Changing water treatment practices could prevent the costly concrete corrosion problem impacting sewers globally, a new study  in the 15 August issue of the journal Science reports.
In many countries, sewer networks contain pipes that are intended to last for a century or longer. But, time and pressures related to urban growth, including high concentrations of sewage that emit corrosive acid, can break down these pipes more quickly. Some pipes corrode and collapse in just ten or twenty years.
"Water utilities around the world are making strong efforts to reduce sewer corrosion, but this comes with a high price tag," said the study's lead author, Zhiguo Yuan, deputy director of the University of Queensland's Advanced Water Management Centre (AWMC).
As noted in a recent article  published on AAAS.org, it may cost as much as $3 $300 billion over the next twenty years to replace address corroding U.S. sewer pipes, which received a "D" grade in the 2013 Report Card for America's Infrastructure .
But, Yuan said that changing a commonly used water purifier could dramatically reduce sewer corrosion "at a much lower, and in many cases negligible, cost."
The main cause of sewer corrosion is the presence of a gas called hydrogen sulfide. Found in all types of sewage, hydrogen sulfide forms from sulfates found naturally in the raw source water supplied to water treatment plants and sulfates added to drinking water to help filter out suspended solids. The sulfate-treated water is used by homes and businesses, and then discharged into sewers as waste. In oxygen-poor environments, all the accumulated sulfates turn to sulfide, and ultimately to corrosive sulfuric acid.
To address concrete corrosion, some water sanitation facilities have tried to remove sulfide after it forms, but at great expense and with little success. "The methods for removing sulfide are suitable for controlling corrosion at hotspots," Yuan explained, "but, for network-wide corrosion control, they're cost-prohibitive."
Now, Yuan and other AWMC scientists provide an alternative — controlling sewer corrosion at the source by reducing added sulfate.
Yuan explained that this alternative hasn't been identified before because many cities may not have an integrated view of water supply and sanitation.
"Drinking water suppliers focus on delivering safe drinking water with minimum costs," Yuan said. Since the amounts of sulfate-based coagulants they add typically don't exceed drinking water guidelines, the suppliers have no incentive to avoid their use. "Similarly," he continued, "wastewater management utilities regard sulfide formation in sewers as unavoidable and therefore focus on sulfide removal after its formation."

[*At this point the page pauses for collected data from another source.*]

PR #1290, opened 2026-04-08
Feature/joonalepola/intdev 1100

CyberJML:
"Simple" solution to bring users valuable information of other users currently working with the same card that they are working. This will add a simple indicator whether somebody else is viewing/editing the current document, like this:

image

image

The viewers and editors are combined separately and by hovering over then, we can see the list of users.

This uses Hono's Server Sent Events: Open up a connection to the server, create event to the frontend, server sends new information when needed, GUI gets updated

### DIFF
--- a/tools/app/src/components/PresenceIndicator.tsx
+++ b/tools/app/src/components/PresenceIndicator.tsx
@@ -1,0 +1,99 @@
+/**
+  Cyberismo
+  Copyright © Cyberismo Ltd and contributors 2026
+  This program is free software: you can redistribute it and/or modify it under
+  the terms of the GNU Affero General Public License version 3 as published by
+  the Free Software Foundation. This program is distributed in the hope that it
+  will be useful, but WITHOUT ANY WARRANTY; without even the implied warranty
+  of MERCHANTABILITY or FITNESS FOR A PARTICULAR PURPOSE.
+  See the GNU Affero General Public License for more details.
+  You should have received a copy of the GNU Affero General Public
+  License along with this program. If not, see <https://www.gnu.org/licenses/>.
+*/
+
+import { Chip, Stack, Tooltip, Typography } from '@mui/joy';
+import EditIcon from '@mui/icons-material/Edit';
+import VisibilityIcon from '@mui/icons-material/Visibility';
+import { useTranslation } from 'react-i18next';
+import type { PresenceEntry } from '@/lib/api/presence';
+import { getInitials } from '@/lib/utils';
+
+const MAX_VISIBLE = 2;
+
+const groups = [
+  {
+    mode: 'editing',
+    color: 'warning',
+    icon: <EditIcon sx={{ fontSize: 14 }} />,
+  },
+  {
+    mode: 'viewing',
+    color: 'neutral',
+    icon: <VisibilityIcon sx={{ fontSize: 14 }} />,
+  },
+] as const;
+
+interface PresenceIndicatorProps {
+  presence: PresenceEntry[];
+  currentUserId?: string;
+}
+
+export default function PresenceIndicator({
+  presence,
+  currentUserId,
+}: PresenceIndicatorProps) {
+  const { t } = useTranslation();
+
+  const others = currentUserId
+    ? presence.filter((e) => e.userId !== currentUserId)
+    : presence;
+
+  if (others.length === 0) return null;
+
+  return (
+    <Stack direction="row" gap={1} alignItems="center" sx={{ mx: 1 }}>
+      {groups.map(({ mode, color, icon }) => {
+        const users = others.filter((e) => e.mode === mode);
+        if (users.length === 0) return null;
+        const visible = users.slice(0, MAX_VISIBLE);
+        const hiddenCount = users.length - MAX_VISIBLE;
+        const tooltip = t(`presence.${mode}`, {
+          names: users.map((e) => e.userName).join(', '),
+        });
+
+        return (
+          <Tooltip
+            key={mode}
+            title={tooltip}
+            placement="bottom"
+            sx={{ whiteSpace: 'pre-line' }}
+          >
+            <Chip size="sm" variant="soft" color={color} endDecorator={icon}>
+              <Stack direction="row" gap={0.5}>
+                {visible.map((user) => (
+                  <Typography
+                    key={user.userId}
+                    level="body-xs"
+                    component="span"
+                    sx={{ fontWeight: 600 }}
+                  >
+                    {getInitials(user.userName)}
+                  </Typography>
+                ))}
+                {hiddenCount > 0 && (
+                  <Typography
+                    level="body-xs"
+                    component="span"
+                    sx={{ fontWeight: 600 }}
+                  >
+                    +{hiddenCount}
+                  </Typography>
+                )}
+              </Stack>
+            </Chip>
+          </Tooltip>
+        );
+      })}
+    </Stack>
+  );
+}
--- a/tools/app/src/components/toolbar/CardToolbar.tsx
+++ b/tools/app/src/components/toolbar/CardToolbar.tsx
@@ -22,12 +22,19 @@ import StatusSelector from '../StateSelector';
 import { findWorkflowForCardType } from '../../lib/utils';
 import { useAppRouter, useAppSelector } from '../../lib/hooks';
 import { useTranslation } from 'react-i18next';
-import { useCard, useProject, useTree } from '../../lib/api';
+import {
+  useCard,
+  usePresence,
+  useProject,
+  useTree,
+  useUser,
+} from '../../lib/api';
 import { useAppDispatch } from '../../lib/hooks';
 import { addNotification } from '../../lib/slices/notifications';
 import { getConfig } from '@/lib/utils';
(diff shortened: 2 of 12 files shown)


tools/backend/src/domain/cards/presence.ts
```diff
@@ -0,0 +1,131 @@
...
+}
+
+interface Connection {
+  user: UserInfo;
+  mode: 'viewing' | 'editing';
+  send: (data: string) => void;
+}
+
+/**
+ * In-memory presence tracker for card editing/viewing.
```
adam-kuhn, line 30: Samu was talking that there may be a need to having multiple servers in the future. If this is in-memory, then I don't think this implementation would work in that case right?
Not an issue for now, but just raising here, so you are aware of what may come

CyberJML: Yeah, true. We will most likely have redis (already used in SaaS version) that we can utilize with this feature when it's needed

samutoljamo: Yes, but I'd think this is fine in this case. Likely this would be replaced with redis. I don't think it makes to abstact this yet in this PR, but we could think about whether we'd want to just commit to redis and use some in-memory implementation for CLI rather than create abstractions in our codebase.

tools/app/src/components/toolbar/CardToolbar.tsx
```diff
@@ -55,6 +62,9 @@ export function CardToolbar({
   const { tree } = useTree();
   const isEdited = useAppSelector((state) => state.page.isEdited);
   const { card, updateWorkFlowState, isUpdating } = useCard(cardKey);
+  const { user } = useUser();
```
samutoljamo, line 65: No need to do in this PR, but we could start using suspense. Basically, it will show a top-level fallback component until these kind of requests are done rather than handling loading in each component/page. It's kind of stupid that we need to handle the case where user is undefined in the subcomponents.

tools/app/src/components/PresenceIndicator.tsx
```diff
@@ -0,0 +1,89 @@
...
+          <Tooltip
+            key={mode}
+            title={tooltip}
+            placement="bottom"
+            sx={{ whiteSpace: 'pre-line' }}
+          >
+            <Chip size="sm" variant="soft" color={color} endDecorator={icon}>
+              <Stack direction="row" gap={0.5}>
+                {visible.map((user) => (
+                  <span key={user.userId} style={initialsStyle}>
```
samutoljamo: Prefer `Typography` so that we don't break the theme

tools/app/src/components/PresenceIndicator.tsx
```diff
@@ -0,0 +1,89 @@
...
+                    {getInitials(user.userName)}
+                  </span>
+                ))}
+                {remaining > 0 && (
+                  <span style={initialsStyle}>+{remaining}</span>
```
samutoljamo: Same here

samutoljamo: Would it be better if `remaining` would be a translation like:
`and x others`

tools/app/src/lib/api/presence.ts
```diff
@@ -0,0 +1,67 @@
...
+  mode: 'viewing' | 'editing' = 'viewing',
+): PresenceEntry[] {
+  const [editors, setEditors] = useState<PresenceEntry[]>([]);
+
+  useEffect(() => {
+    if (!cardKey || getConfig().staticMode) {
+      return;
+    }
+
+    const url = `/api/cards/${encodeURIComponent(cardKey)}/presence?mode=${mode}`;
```
samutoljamo: Could this be in `apiPaths.ts` under `swr.ts`

tools/app/src/lib/api/presence.ts
```diff
@@ -0,0 +1,67 @@
...
+    const eventSource = new EventSource(url);
+
+    eventSource.addEventListener('presence', (event) => {
+      try {
+        const data = JSON.parse(event.data) as { editors: PresenceEntry[] };
```
samutoljamo: Define the schema with zod and parse it here. Then this will also catch non-malformed packets, but which have the wrong type.

tools/app/src/lib/api/presence.ts
```diff
@@ -0,0 +1,67 @@
...
+        setEditors(data.editors);
+      } catch {
+        // Ignore malformed events
```
samutoljamo: can we do `console.warn` here for now?

tools/backend/src/domain/cards/index.ts
```diff
@@ -768,5 +674,57 @@ router.get(
...
+    );
+
+    stream.onAbort(() => {
+      presenceStore.remove(key, connId);
+    });
+
+    try {
+      // Keep connection alive with periodic heartbeat
+      while (true) {
+        await stream.writeSSE({ event: 'heartbeat', data: '' });
```
samutoljamo: I'd prefer an empty comment for heartbeat over heartbeat event. You should be able to use`stream.write(': hb\n\n')` here.

tools/backend/src/domain/cards/index.ts
```diff
@@ -768,5 +674,57 @@ router.get(
...
+        await stream.sleep(30000);
+      }
+    } finally {
```
samutoljamo: Looking at this, I am quite sure this would never be called, because `writeSSE` never throws and you have an infinite loop with no exit condition. I think the while loop could simply check whether the stream has been aborted or not. Then we only need one `presenceStore.remove`, either after the while loop or in `stream.onAbort`.

tools/backend/src/domain/cards/presence.ts
```diff
@@ -0,0 +1,131 @@
...
+  /**
+   * Broadcast current presence to all connected clients for a card.
+   */
+  private broadcast(cardKey: string): void {
+    const cardConns = this.connections.get(cardKey);
+    if (!cardConns) return;
+
+    const presence = this.getPresence(cardKey);
+    const data = JSON.stringify({ editors: presence });
+    const message = `event: presence\ndata: ${data}\n\n`;
```
samutoljamo: I'd use hono's `writeSSE` over manually writing the payload here.

tools/backend/src/domain/cards/presence.ts
```diff
@@ -0,0 +1,131 @@
...
+
+    let hadFailures = false;
+    for (const [connId, conn] of cardConns.entries()) {
+      try {
+        conn.send(message);
+      } catch {
+        cardConns.delete(connId);
```
samutoljamo: Do we need this whole thing? If we use `writeSSE` it will just ignore errors. If client disconnects, it should be removed from the connections by the backend anyway. Broadcast could be just fire and forget

tools/backend/src/domain/cards/presence.ts
```diff
@@ -0,0 +1,131 @@
...
+        hadFailures = true;
+      }
+    }
+
+    if (hadFailures) {
```
samutoljamo: See above comment, then this could be removed

tools/backend/src/domain/cards/presence.ts
```diff
@@ -0,0 +1,131 @@
...
+  mode: 'viewing' | 'editing';
+  send: (data: string) => void;
+}
+
+/**
+ * In-memory presence tracker for card editing/viewing.
+ * Tracks which users are currently looking at or editing each card,
+ * and notifies all connected clients via SSE when presence changes.
+ */
+class PresenceStore {
```
samutoljamo, line 34: This wouldn't necessarily have to be a class, if you had 
```
function createPresenceStore() {
  const connections = ...;
  ....
  function broadcast () {
    ...
  }
  return {
      add: ...,
      remove: ....,
      getPresence: ...,
  }
```
More of a matter of taste so feel free to ignore, but I personally avoid classes if there's no need to use them.

tools/backend/test/presence.test.ts
```diff
@@ -0,0 +1,280 @@
...
+      noop,
+    );
+
+    const presence = presenceStore.getPresence('test-card-3');
+    expect(presence.length).toBe(1);
+    expect(presence[0].userId).toBe('user-1');
+    expect(presence[0].mode).toBe('editing');
+
+    // Cleanup
+    presenceStore.remove('test-card-3', conn1);
```
samutoljamo: I'd add some kind of `removeAll` method that could be used for tests. Then there's less risk of data leaking between the tests

tools/backend/test/presence.test.ts
```diff
@@ -0,0 +1,280 @@
...
+
+    const reader = response.body!.getReader();
+    const decoder = new TextDecoder();
+    let text = '';
+
+    for (let i = 0; i < 10; i++) {
+      const { value, done } = await reader.read();
+      if (done) break;
+      text += decoder.decode(value, { stream: true });
+      if (text.includes('event: presence')) break;
```
samutoljamo: Will this work always or does pass only if text happens to include the whole event? This will break even if the whole event hasn't gone through? Maybe u could wait rather for `\n\n` as that marks the end of the message.

samutoljamo (approved):
Overall looks good, left a few comments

Yuan and his team looked at the entire water management operation to develop a different approach. Based on an extensive water sampling campaign in suburban Australia near Queensland University, they show that the aluminum sulfate added as a coagulant during drinking water treatment is the primary source of sulfide in sewage — more so than sulfate from groundwater or waste. It contributes up to 50% of sulfate levels in Australian sewers, they say.
And, Australia's not alone in heavy used of sulfate-based coagulants. A comprehensive international literature survey by Yuan and colleagues revealed that aluminum sulfate is used to a similar extent globally.
The researchers took a close look at the impact of this heavy sulfate load on sewer corrosion with a quantitative model of simulated water flow in existing Australian sewer networks. When they replaced aluminum sulfate coagulants with sulfate-free compounds like ferric chloride, concrete corrosion in the model was dramatically reduced — by 35% after ten hours and 60% over longer durations.
"The proposed solution is very simple to implement," Yuan emphasized. "It simply requires a change of the coagulant. The change in chemicals should not require major changes to the dosing facilities that are already in place."